Further, the substrate 12 is provided with a plurality of electrode through holes 20 extending from the first surface 13 to the second surface 14, that is, penetrating between the first surface 13 and the second surface 14.

Further, the substrate 12 has a plurality of through holes for capacitors that penetrate between the first surface 13 and the second surface 14 and have an opening Za on the first surface 13 and a second surface opening Zc on the second surface 14. Z is provided. In the example of FIG. 1, two through holes Z for capacitors are formed on the substrate 12, but one or more through holes Z for capacitors may be formed on the substrate 12. ..

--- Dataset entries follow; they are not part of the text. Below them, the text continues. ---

Issue #4523, opened 2019-03-20
Incorrect / confusing README info regarding applying text style classes in themes


traviskaufman:
When looking at the [css custom properties section of the mdc-theme README](https://github.com/material-components/material-components-web/tree/master/packages/mdc-theme#css-custom-properties), it says:

> **A note about <TEXT_STYLE>,** <TEXT_STYLE> represents the lowercase name of the text styles listed above, e.g. `hint`

However, AFAICT there don't seem to be any "text styles" listed above, and when I look in the table of modifiers I do not see "hint" anywhere on the page:

![mdc-theme-no-textstyles](https://user-images.githubusercontent.com/1185269/54718040-01aae080-4b30-11e9-8701-3aab5138d19e.png)

I was able to find it by looking in [the code](https://github.com/material-components/material-components-web/blob/master/packages/mdc-theme/_variables.scss#L51-L66); perhaps it was removed from the docs at some point and needs to be re-added back in?

FWIW even though it's a bit more work listing out the text styles explicitly would create less work for me as an end user :smiley: 

Thanks for all your hard work on the library!

moog16:
We might have remove this thinking we would add them back. We will try to digging in history and put that table back in place.

kfranqueiro:
This might've been intentionally removed while work was being done on mdc-theme last year... but it also might've been unintentionally removed when we cleaned up formatting in our readme files.

We've gradually been moving towards 3 text emphasis levels (see `$mdc-theme-text-emphasis` below the code you highlighted), which we tend to combine with a color via `rgba` in Sass (though this is admittedly less css-custom-property friendly), but there are still some styles (and the existing mdc-theme variables) referencing the original 5-level map that went missing from the docs. For the time being, at least, it seems like we'll need to document both.

PR #4531, opened 2019-03-21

As described above, in the example of FIG. 1, the substrate 12 is provided with a plurality of through holes Z for capacitors on the first surface 13, and the capacitors 15 are provided in a one-to-one correspondence with each through hole Z for capacitors. ..

The cross section of the through hole Z for the capacitor parallel to the first surface 13 is, for example, circular. However, the cross section of the through hole Z for the capacitor parallel to the first surface 13 may have a shape such as a quadrangle other than a circle.

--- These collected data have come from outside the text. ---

PR #4534, opened 2019-03-22
feat(grid-list): Add feature targeting for styles

kfranqueiro:
Refs #4227.

cc @mmalerba


packages/mdc-grid-list/_mixins.scss
```diff
@@ -0,0 +1,249 @@
...
+@import "@material/theme/mixins";
+@import "@material/typography/mixins";
+@import "./variables";
+
+@mixin mdc-grid-list-core-styles($query: mdc-feature-all()) {
+  $feat-color: mdc-feature-create-target($query, color);
+  $feat-structure: mdc-feature-create-target($query, structure);
+
+  // postcss-bem-linter: define grid-list
+  @at-root {
```
mmalerba: is the `@at-root` necessary?

packages/mdc-grid-list/_mixins.scss
```diff
@@ -0,0 +1,249 @@
...
+
+  .mdc-grid-tile__title {
+    @include mdc-typography-overflow-ellipsis($query: $query);
+
+    @include mdc-feature-targets($feat-structure) {
+      display: block;
+      margin: 0;
+      padding: 0;
+      font-size: 1rem;
+      font-weight: #{map-get($mdc-typography-font-weight-values, medium)};
```
mmalerba: should this one be under typography?

packages/mdc-grid-list/_mixins.scss
kfranqueiro: Probably not, good point. I think we...uh..."rooted" out a couple of these elsewhere during feature targeting updates as well.

packages/mdc-grid-list/_mixins.scss
kfranqueiro: Whoops, looks like it. Thanks for catching that.

packages/mdc-grid-list/_mixins.scss
```diff
@@ -0,0 +1,251 @@
...
+// THE SOFTWARE IS PROVIDED "AS IS", WITHOUT WARRANTY OF ANY KIND, EXPRESS OR
+// IMPLIED, INCLUDING BUT NOT LIMITED TO THE WARRANTIES OF MERCHANTABILITY,
+// FITNESS FOR A PARTICULAR PURPOSE AND NONINFRINGEMENT. IN NO EVENT SHALL THE
+// AUTHORS OR COPYRIGHT HOLDERS BE LIABLE FOR ANY CLAIM, DAMAGES OR OTHER
+// LIABILITY, WHETHER IN AN ACTION OF CONTRACT, TORT OR OTHERWISE, ARISING FROM,
+// OUT OF OR IN CONNECTION WITH THE SOFTWARE OR THE USE OR OTHER DEALINGS IN
+// THE SOFTWARE.
+//
+
+@import "@material/feature-targeting/functions";
```
abhiomkar: Please update package.json with feature-targeting dependency.

packages/mdc-grid-list/_mixins.scss
```diff
@@ -0,0 +1,251 @@
...
+
+    @include mdc-feature-targets($feat-structure) {
+      display: block;
+      margin: 0;
+      padding: 0;
+      font-size: 1rem;
+      line-height: 1rem;
+    }
+
+    @include mdc-feature-targets($feat-typography) {
```
abhiomkar: Curious what does the typography includes? Should font-size and line-height be part of typography?

packages/mdc-grid-list/_mixins.scss
kfranqueiro: Oh crud, I forgot this for the last few as well, just went and fixed those on this branch. Thanks!

packages/mdc-grid-list/_mixins.scss
kfranqueiro: It's primarily intended to include things that depend on the mdc-typography scale variables. Thinking on this particular line again (which @mmalerba brought up), I'm not even sure it's absolutely necessary for this, since this is just font-weight... Thoughts, Miles? What's the rule of thumb for things falling under the typography feature aside from direct uses of the `mdc-typography` mixin?

mmalerba: Like you said, I think if it depends on variables that we want the user to configure then it should be in the typography feature. That way users can do something like this:

```sass
@include mdc-grid-list-core-styles(mdc-without(typography));

.normal-typography-section {
  @include mdc-grid-list-core-styles(typography);
}

.fancy-typography-section {
  $mdc-typography-font-weight-values: $fancy-typography-weights !global;
  @include mdc-grid-list-core-styles(typography);
}
```

Basically when they call the mixin with the `typography` feature as the query, they're asking "give me all of the style rules that might have changed as a result of my messing with the typography variables"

Further, the substrate 12 contains an inorganic material having a certain insulating property. For example, the substrate 12 includes a glass substrate, a quartz substrate, a sapphire substrate, a resin substrate, a glass epoxy substrate, a silicon substrate, an SOI (Silicon on Insulator) substrate, an SOS (Silicon on Sapphire), a silicon carbide (SiC) substrate, and an alumina (Al). _{A 2} O ₃ ) substrate, an aluminum nitride (AlN) substrate, a dilyconium oxide (ZrO ₂ ) substrate, or a substrate in which these are laminated can be used. The substrate 12 may partially include a substrate made of a conductive material such as an aluminum substrate or a stainless steel substrate.

Examples of the glass used in the substrate 12 include non-alkali glass.

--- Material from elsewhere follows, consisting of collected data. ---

PR #4540, opened 2019-03-26
fix(tab): Fix tab icon color mixin to support SVG icons.

### LINKED ISSUE #4538: MDC Tabs: Icons turning black instead of purple.

> 1.0.1

> All browsers

### What OS are you using?

> Windows 10

1. Open [this codepen](https://codepen.io/Richienb/full/ZPwXMo).
2. Start changing tabs.

### What is the expected behaviour?

> The tab icons should change in accordance with the selected tab.

### What is the actual behaviour?

> The tab icons turn black instead of purple when selected.

Richienb:
This simple patch correctly sets the colour of the icon in an MDC Tab. This pull request fixes https://github.com/material-components/material-components-web/issues/4538.

There are probably better ways of doing this but this is mine.


Richienb:
I've fixed the build error - it was related to whitespace.
We are now ready to merge!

This non-alkali glass is glass that does not contain alkaline components such as sodium and potassium. Non-alkali glass contains, for example, boric acid instead of the alkaline component. The non-alkali glass also contains, for example, alkaline earth metal oxides such as calcium oxide and barium oxide. Examples of non-alkali glass include EN-A1 manufactured by Asahi Glass and Eagle XG manufactured by Corning. When the substrate 12 contains glass, the thickness of the substrate 12 is, for example, 0.10 mm or more and 0.40 mm or less. Since the substrate 12 contains glass, the insulating property of the substrate 12 can be improved. As a result, when the capacitor 15 is formed by a part of the first wiring structure portion 30 as described later, the withstand voltage characteristic of the capacitor 15 can be improved.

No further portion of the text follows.